This is a big spike from when the ARI last gauged Canadians' mood at the end of November. The economy jumped as an issue by 10 percentage points since then (rising to 59 per cent in Alberta, where the energy industry has taken a downturn), while concern about jobs and unemployment was up four points.
The issue that dropped by the wayside was terrorism and security, which fell to nine per cent from 21 per cent in less than three months.
The previous survey was conducted in the wake of the terrorist attacks in Paris. The latest numbers were collected in the midst of the Liberals announcing their change of course for the mission against the Islamic State in Iraq and Syria.
The poll found that 32 per cent of Canadians felt that Trudeau was best suited to deal with the economy. He was followed by Rona Ambrose, the interim Conservative leader, at 21 per cent, and NDP Leader Tom Mulcair at 12 per cent.
Just under a third of those polled felt that none of them were best suited to deal with the economy, or were not sure.

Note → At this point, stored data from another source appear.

PR #161, opened 2022-10-13
connect peer & list peers

iulian-moraru:
connect peer & list peers endpoints
connect peer when opening channel

### DIFF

Trudeau approval ratings still high
Two polls released over the past few days, the other from Forum Research and published by the Toronto Star on Saturday, continue to show high approval ratings for Trudeau.
The ARI poll pegged Trudeau's approval at 61 per cent, with 23 per cent strongly approving and 38 per cent somewhat approving of him. The poll from Forum put his approval rating at 57 per cent.

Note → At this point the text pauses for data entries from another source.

PR #173, opened 2022-10-19
split channel route

### LINKED ISSUE #137: Split getChannelHistoryHandler into separate API endpoints
Split channel balance, event history and channel history into separate endpoints and request them individually in the frontend.

kevenboo:
Missing:
- Change payload to Camel
- Clanup comments
- Adapt frontend to new endpoints

Fixes #137


internal/channel_history/channel_balance.go
```diff
@@ -1,20 +1,21 @@
...
-	CapacityDiff     *int64    `db:"capacity_diff" json:"capacity_diff"`
+	InboundCapacity  int64     `db:"inbound_capacity" json:"inboundCapacity"`
+	OutboundCapacity int64     `db:"outbound_capacity" json:"outboundCapacity"`
+	CapacityDiff     *int64    `db:"capacity_diff" json:"capacityDiff"`
 }
 
 type ChannelBalance struct {
-	LNDShortChannelId string
-	Balances          []*Balance
+	LNDShortChannelId string     `json:"LndShortChannelId"`
```
2Fast2BCn, line 17: `json:"LndShortChannelId"` should be camelCase so `json:"lndShortChannelId"`

internal/channel_history/handlers.go
```diff
@@ -16,42 +17,52 @@ type ChannelHistory struct {
...
-	ChannelBalances []*ChannelBalance `json:"channel_balance"`
+	CountTotal *uint64 `json:"countTotal"`
 
 	// A list of channels included in this response
 	Channels []*channel               `json:"channels"`
 	History  []*ChannelHistoryRecords `json:"history"`
-	Events   []*ChannelEvent          `json:"events"`
+}
+
+func getChannelFrom(queryFrom string) (time.Time, error) {
```
2Fast2BCn, line 48: I cannot seem to find where these 3 methods are actually referenced.

internal/channel_history/handlers.go
```diff
@@ -91,23 +102,104 @@ func getChannelHistoryHandler(c *gin.Context, db *sqlx.DB) {
...
+
+type ChannelEventHistory struct {
+	Events []*ChannelEvent `json:"events"`
+}
+
+func getChannelEventHistoryHandler(c *gin.Context, db *sqlx.DB) {
+	var r ChannelEventHistory
+	from, err := time.Parse("2006-01-02", c.Query("from"))
+	if err != nil {
+		server_errors.LogAndSendServerError(c, err)
```
2Fast2BCn, line 121: I think we decided to use the following for parameter handlers. (same for parameter to)
`server_errors.SendBadRequest(c, "Failed to find/parse ... in the request.")`

internal/channel_history/handlers.go
```diff
@@ -91,23 +102,104 @@ func getChannelHistoryHandler(c *gin.Context, db *sqlx.DB) {
...
+}
+
+type ChannelBalanceHistory struct {
+	// Channel balances over time
+	ChannelBalances []*ChannelBalance `json:"channelBalance"`
+}
+
+func getChannelBalanceHandler(c *gin.Context, db *sqlx.DB) {
+	var r ChannelBalanceHistory
+	from, err := time.Parse("2006-01-02", c.Query("from"))
```
2Fast2BCn, line 148: I think we decided to use the following for parameter handlers. (same for parameter to)
server_errors.SendBadRequest(c, "Failed to find/parse ... in the request.")

internal/channel_history/handlers.go
```diff
@@ -91,23 +102,104 @@ func getChannelHistoryHandler(c *gin.Context, db *sqlx.DB) {
...
 		server_errors.LogAndSendServerError(c, err)
 		return
 	}
 
+	c.JSON(http.StatusOK, r)
+}
+
+type ChannelBalanceHistory struct {
+	// Channel balances over time
+	ChannelBalances []*ChannelBalance `json:"channelBalance"`
```
2Fast2BCn, line 143: `json:"channelBalance"` should that be `json:"channelBalances"` (with an s) to keep it consistent?

internal/channel_history/handlers.go
```diff
@@ -91,23 +102,104 @@ func getChannelHistoryHandler(c *gin.Context, db *sqlx.DB) {
...
+		server_errors.LogAndSendServerError(c, err)
+		return
+	}
+
+	chanIds := strings.Split(c.Param("chanIds"), ",")
+
+	if chanIds[0] != "1" {
+
+		for _, chanId := range chanIds {
+			cb, err := getChannelBalance(db, string(chanId), from, to)
```
2Fast2BCn, line 164: `string(chanId)` it already is a string ?

internal/channel_history/handlers.go
```diff
@@ -91,23 +102,104 @@ func getChannelHistoryHandler(c *gin.Context, db *sqlx.DB) {
...
+	}
+	to, err := time.Parse("2006-01-02", c.Query("to"))
+	if err != nil {
+		server_errors.LogAndSendServerError(c, err)
+		return
+	}
+
+	chanIds := strings.Split(c.Param("chanIds"), ",")
+
+	if chanIds[0] != "1" {
```
2Fast2BCn, line 161: shouldn't this be `if chanIds[0] != "" {`

internal/channel_history/handlers.go
```diff
@@ -91,23 +102,104 @@ func getChannelHistoryHandler(c *gin.Context, db *sqlx.DB) {
...
+	RebalancingCost *uint64 `json:"rebalancingCost"`
+	// Aggregated details about successful rebalancing (i.g. amount, cost, counts)
+	RebalancingDetails RebalancingDetails `json:"rebalancing"`
+}
+
+func getChannelReBalancingHandler(c *gin.Context, db *sqlx.DB) {
+	var r ChannelReBalancing
+	from, err := time.Parse("2006-01-02", c.Query("from"))
+	if err != nil {
+		server_errors.LogAndSendServerError(c, err)
```
2Fast2BCn, line 192: I think we decided to use the following for parameter handlers. (same for parameter to)
server_errors.SendBadRequest(c, "Failed to find/parse ... in the request.")

internal/channel_history/handlers.go
```diff
@@ -91,23 +102,104 @@ func getChannelHistoryHandler(c *gin.Context, db *sqlx.DB) {
...
+		}
+
+	}
+	c.JSON(http.StatusOK, r)
+}
+
+type ChannelReBalancing struct {
+	RebalancingCost *uint64 `json:"rebalancingCost"`
+	// Aggregated details about successful rebalancing (i.g. amount, cost, counts)
+	RebalancingDetails RebalancingDetails `json:"rebalancing"`
```
2Fast2BCn, line 185: Not sure if it's important but the name is inconsistent here `json:"rebalancing"` instead of `json:"rebalancingDetails"`

web/src/apiSlice.ts
```diff
@@ -53,11 +59,23 @@ export const torqApi = createApi({
   baseQuery: baseQueryWithRedirect,
   tagTypes: ["settings", "tableView", "localNodes", "channels"],
   endpoints: (builder) => ({
-    getFlow: builder.query<any, GetFlowQueryParams>({
-      query: (params) => queryParamsBuilder("flow", params), //
+    getFlow: builder.query<any, GetChannelHistoryQueryParams>({
```
2Fast2BCn, line 62: There is an `any` here not sure if it needs to be addressed now or when we refactor the `any`'s in bulk

2Fast2BCn (changes requested):
Looks very good I only saw some minor inconsistencies. I'm not sure they all need to be addressed but I just noticed the ones I could found.

internal/channel_history/handlers.go
maxwedwards: Agree, @kevenboo we have 2 new error types in server_errors. BadRequest (400) when you can't parse the request (like here) and Unprocessable Entity (422) when there is a validation failure or an Id is zero rather than a valid id for example. In the future hopefully we will respond differently on the front end based on these codes.

web/src/features/channel/ChannelPage.tsx
```diff
@@ -69,53 +86,64 @@ function ChannelPage(props: ChannelPageProps) {
...
+  const onChainCost = clone<ChannelOnchainCostResponse>(onChainCostResponse as ChannelOnchainCostResponse) || 0;
+
+  const { data: historyResponse } = useGetChannelHistoryQuery(queryParams);
+  const history = clone<ChannelHistoryResponse>(historyResponse as ChannelHistoryResponse) || null;
+
+  const { data: rebalancingResponse } = useGetChannelRebalancingQuery(queryParams);
+  const rebalancing = clone<ChannelRebalancingResponse>(rebalancingResponse as ChannelRebalancingResponse) || null;
+
+  const { data: eventResponse } = useGetChannelEventQuery(queryParams);
+  const event = clone<ChannelEventResponse>(eventResponse as ChannelEventResponse) || null;
```
maxwedwards, line 109: This doesn't look quite right to me, we shouldn't need to make clones of the data. Few extra notes also, we should prefer using `undefined` over `null` and there shouldn't be logic in the main component outside of a hook such as useEffect.

Can you talk me through why you are cloning the data rather than just using the response?

web/src/features/channel/DashboardPage.tsx
```diff
@@ -22,26 +34,31 @@ function ChannelPage() {
...
+
+  const { data, isLoading } = useGetFlowQuery(queryParams);
+  const { data: onChainCostResponse } = useGetChannelOnChainCostQuery(queryParams);
+  const onChainCost = clone<ChannelOnchainCostResponse>(onChainCostResponse as ChannelOnchainCostResponse) || 0;
+
+  const { data: historyQueryResponse } = useGetChannelHistoryQuery(queryParams);
+  const historyQuery = clone<ChannelHistoryResponse>(historyQueryResponse as ChannelHistoryResponse) || null;
+
+  const { data: rebalancingResponse } = useGetChannelRebalancingQuery(queryParams);
+  const rebalancing = clone<ChannelRebalancingResponse>(rebalancingResponse as ChannelRebalancingResponse) || null;
```
maxwedwards, line 53: Same comment as above on the clones.

web/src/utils/queryParamsBuilder.ts
```diff
@@ -12,9 +13,12 @@ const baseQueryDefaultPaginationParams: BaseQueryCollectionParams = {
...
 
 const parseEndpointDefinition = <T extends { [s: string]: unknown }>(
-  { endpoint, baseParam }: EndpointDefinition,
+  { endpoint, baseParam, suffixEndpoint }: EndpointDefinition,
   params: T
-): string => `${endpoint}/${params[baseParam]}`;
+): string => {
+ if (!suffixEndpoint) return `${endpoint}/${params[baseParam]}`
+ return  `${endpoint}/${params[baseParam]}/${suffixEndpoint}`
+};
```
maxwedwards, line 21: I'm not a fan of this, what do we do if we go another level deep? `suffixSuffixEndpoint`? I see that you are operating inside the constraints of the existing function but I think this function needs to change to something more flexible. I wouldn't hold up this PR for this and will discuss it as part of the team.

maxwedwards (commented):
Nice PR! Just a few extra comments in addition to @2Fast2BCn. Happy to talk about any of it on slack or call.

internal/channel_history/channel_balance.go
kevenboo: Fixed

Issue #182, opened 2022-10-24
Saving views for all table pages (channels, payments, etc.)


ohenrik:
Example from the forwards page:
![Screenshot 2022-10-24 at 13 49 36](https://user-images.githubusercontent.com/647617/197519044-614e74de-afb1-4840-a76f-ae03a8720dc7.png)

The backend for saved views needs an added column to separate out the different pages of the view.

PR #190, opened 2022-10-31
Feaure/182 save channels view

kevenboo:
Related ticket -> https://github.com/lncapital/torq/issues/182
- Transaction pages have now  the possibility to save and update views
- There were an issue when switching from pages with views when the result are cached.
Like going from "forwards" to "transactions" or in transactions from "onchain" to "invoices"

Screen Shot 2022-10-31 at 11 45 52 AM
All views are set to be the last page / tab visited in this case "payments"

This will cause the page to load the wrong view information.

The fix applied was to load the views from the DB and store them.
We might have a better way to clear the cache or not save a specific view for all pages.


web/src/features/viewManagement/ViewsPopover.tsx
```diff
@@ -171,7 +188,7 @@ function ViewsPopover() {
     updateTableViewsOrder(order);
   };
 
-  const button = <TabButton title={views[selectedView].title} dropDown={true} />;
+  const button = <TabButton title={views[selectedView]?.title} dropDown={true} />;
```
ohenrik, line 191: I think this can potentially fail, since TabButton requires a title and `views[selectedView]?.title` can potentially be undefined. I'm not sure how/why Typescript allows this.

database/migrations/000044_add_column_page_to_table_view.up.psql
```diff
@@ -0,0 +1 @@
+ALTER TABLE table_view ADD COLUMN IF NOT EXISTS page VARCHAR(64);
```
maxwedwards, line 1: Is there a reason why it's 64? Can we just use the TEXT datatype?

ohenrik (commented):
Great PR, just some potential issues

database/migrations/000045_update_existing_table_view.up.psql
```diff
@@ -0,0 +1 @@
+UPDATE table_view SET page = 'forwards' WHERE page IS NULL;
```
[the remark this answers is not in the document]
kevenboo: Fixed. Merged both in the same migration :)

web/src/features/viewManagement/ViewsPopover.tsx
maxwedwards: After investigation, I believe we can remove the `?` here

The two surveys found Trudeau's disapproval rating at between 33 and 34 per cent of Canadians.
Trudeau's numbers have been holding relatively steady since his party's electoral victory in October. But his numbers have also been holding steady among Canadians who didn't vote for his party then or would not today.

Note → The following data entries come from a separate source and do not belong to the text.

PR #192, opened 2022-10-31
refactor queryparamsbuilder

maxwedwards:


maxwedwards:
Sorry about the formatting changes, someone doesn't have prettier installed and formatting!

web/src/apiSlice.ts
```diff
@@ -61,26 +62,26 @@ export const torqApi = createApi({
...
   endpoints: (builder) => ({
-    getFlow: builder.query<FlowData[], GetChannelHistoryQueryParams>({
-      query: (params) => queryParamsBuilder("flow", params),
+    getFlow: builder.query<FlowData[], GetFlowQueryParams>({
+      query: (params) => "flow" + queryParamsBuilder(params),
     }),
-    getChannelHistory: builder.query<ChannelHistoryResponse, GetChannelHistoryQueryParams>({
-      query: (params) => queryParamsBuilder({ endpoint: "channels", baseParam: "chanIds", suffixEndpoint: "history" }, params),
+    getChannelHistory: builder.query<ChannelHistoryResponse, GetChannelHistoryData>({
+      query: (data) => `channels/${data.params.chanId}/history` + queryParamsBuilder(data.queryParams),
```
ohenrik, line 69: This :

     `channels/${data.params.chanId}/history` + queryParamsBuilder(data.queryParams)

Can be written like this:

     `channels/${data.params.chanId}/history&{queryParamsBuilder(data.queryParams)}`

But I'm not sure if there is any benefits to or if it's cleaner, but since we are using that type of string interpolation on that line I think we should stick to using it (i.e. the second version). or switch to always using the pluss sign.

web/src/features/channel/ChannelPage.tsx
```diff
@@ -372,16 +369,18 @@ function ChannelPage(props: ChannelPageProps) {
...
+              <div className={classNames(styles.rowValue)}>{d3.format(".1%")(historyCountInOut)}</div>
             </div>
           </div>
         </div>
 
         <div className={classNames(styles.pageRow, styles.eventSummary)}>
           <div className={styles.shortColumn}>
-            <EventsCard events={event as ChannelEventResponse} selectedEvents={selectedEvents} channels={history as ChannelHistoryResponse} />
+            <EventsCard
+              events={event as ChannelEventResponse}
```
ohenrik, line 380: Are these uses `as` here a quick fix or is this how we are supposed to make this work? It seems like `useGetChannelEventQuery ` should have a typed return of `ChannelHistoryResponse `

ohenrik (commented):
Looks good except for some questions about potential issues/improvements

web/src/features/channel/ChannelPage.tsx
maxwedwards: Pretty sure I'm only making a formatting change here.

web/src/apiSlice.ts
maxwedwards: I don't have a strong opinion but I did intentionally do it that way to highlight the difference between params in the URL and query string params. Happy to change if you prefer it all in the string template.

web/src/features/channel/ChannelPage.tsx
ohenrik: That's correct :)

web/src/apiSlice.ts
ohenrik: I see, that makes sense I guess :)

web/src/utils/queryParamsBuilder.ts
```diff
@@ -1,54 +1,17 @@
...
+    if (params[key] === undefined) continue;
+    if (typeof params[key] === "object") {
+      paramObject[key] = JSON.stringify(params[key]);
+      continue;
+    }
+    paramObject[key] = String(params[key]);
+  }
+
+  if (isPaginable) {
+    paramObject = { limit: "100", offset: "0", ...paramObject };
```
kevenboo, line 13: Maybe not now but we could put those values in a constant file or even as env variable. What do you think ?

web/src/features/channel/ChannelPage.tsx
kevenboo: For this part, **getChannelEvent** was set to return a type **ChannelEventResponse** but when calling the function useGetChannelEventQuery,  "event" is set as any that why the type is set here.

kevenboo (approved):
The PR looks good to me.

PR #193, opened 2022-10-31
Lint/staticcheck

maxwedwards:


maxwedwards:
@ohenrik if you checkout this PR you will see that there are two checks to do with LNDs DestAddresses being deprecated. Please can you decide what needs to be done on those and fix this PR so that the tests work and then we can merge it.

ohenrik:
> @ohenrik if you checkout this PR you will see that there are two checks to do with LNDs DestAddresses being deprecated. Please can you decide what needs to be done on those and fix this PR so that the tests work and then we can merge it.

That's neat! I did not know we are using a deprecated field here. We should instead iterate through the `OutputDetails`   (`[]*OutputDetail`) and get the addresses from there. I'll create an issue for it.

pkg/lnd/transactions.go
```diff
@@ -137,24 +148,14 @@ func storeTransaction(db *sqlx.DB, tx *lnrpc.Transaction) error {
...
-			tx.TxHash,
-			tx.Amount,
-			tx.NumConfirmations,
-			tx.BlockHash,
-			tx.BlockHeight,
-			tx.TotalFees,
-			pq.Array(tx.DestAddresses),
-			tx.RawTxHex,
-			tx.Label)
+		return errors.Wrapf(err, `inserting transaction`)
```
maxwedwards, line 157: nice

ohenrik: 🎉

Issue #144, opened 2022-10-05
Incorrect password trigges a complete page refresh and missing toast


ohenrik:
If the user enters the incorrect password, the entire pag reloads. There also isn't any message letting the user know if the password was incorrect or if the the frontend could not reach the backend.

PR #195, opened 2022-11-01
Send error when wrong password

kevenboo:
Fixes https://github.com/lncapital/torq/issues/144

When password is wrong
Screen Shot 2022-11-01 at 11 29 56 AM

When api not reachable
Screen Shot 2022-11-01 at 11 29 32 AM

### DIFF
--- a/web/src/apiSlice.ts
+++ b/web/src/apiSlice.ts
@@ -24,6 +24,7 @@ import type {
   GetTableViewQueryParams,
   GetFlowQueryParams,
   GetChannelHistoryData,
+  LoginResponse,
 } from "types/api";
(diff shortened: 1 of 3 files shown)


ohenrik:
Tip: If you create a PR with "Fixes #<issue number>"  instead of "Related ticket", then Github automatically closes the issue when we merge the PR.

Screenshot 2022-11-01 at 12 47 55

kevenboo:
> Tip: If you create a PR with "Fixes #" instead of "Related ticket", then Github automatically closes the issue when we merge the PR.
> 
> Screenshot 2022-11-01 at 12 47 55
> 
> Screenshot 2022-11-01 at 12 49 46

Nice thank you. I will do that in the Future

Issue #171, opened 2022-10-18
Feature Request: Support ping systems like Amboss.


2Fast2BCn:
Support ping systems like Amboss.

2Fast2BCn:
TODO: Setup in UI.

PR #219, opened 2022-11-15
#171: Support ping systems like Amboss.

2Fast2BCn:


cmd/torq/internal/amboss_ping/server.go
```diff
@@ -0,0 +1,55 @@
...
+	"time"
+
+	"github.com/cockroachdb/errors"
+	"github.com/lightningnetwork/lnd/lnrpc"
+	"github.com/rs/zerolog/log"
+
+	"google.golang.org/grpc"
+)
+
+const ambossUrl = "https://api.amboss.space/graphql"
```
ohenrik, line 19: Should this perhaps be moved inside the function between line 45 and 56? So we avoid a global variable?

internal/settings/nodeConnectionDetails.go
```diff
@@ -82,6 +83,7 @@ func AddNodeToDB(db *sqlx.DB, implementation commons.Implementation,
 		TLSDataBytes:      tlsDataBytes,
 		MacaroonDataBytes: macaroonDataBytes,
 		CreateOn:          time.Now().UTC(),
+		PingSystem:        0,
```
ohenrik, line 86: What does PingSystem 0 mean? Should this perhaps be an enumerator?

Among New Democrats, both ARI and Forum found his approval rating to be between 69 and 70 per cent, with just 20 to 24 per cent of NDP voters disapproving of the Liberal leader. This is a new phenomenon that has taken hold since the election, as at the tail end of the campaign Trudeau's approval rating among NDP supporters was just 43 per cent.
A majority of Green supporters also approved of Trudeau in both polls, while ARI found that even half of Bloc Québécois voters approved of the Canadian prime minister.
Mixed ratings for Ambrose, Mulcair
The other leaders do not have such cross-party support.
Rona Ambrose's approval rating was between 28 and 31 per cent in the two polls, with 32 to 38 per cent of Canadians disapproving of the Conservative leader. Roughly a third of respondents were unsure of their opinion of Ambrose, who took over the party in early November.
Only some 20 per cent of Liberals and 15 to 18 per cent of New Democrats approved of Ambrose in the two polls.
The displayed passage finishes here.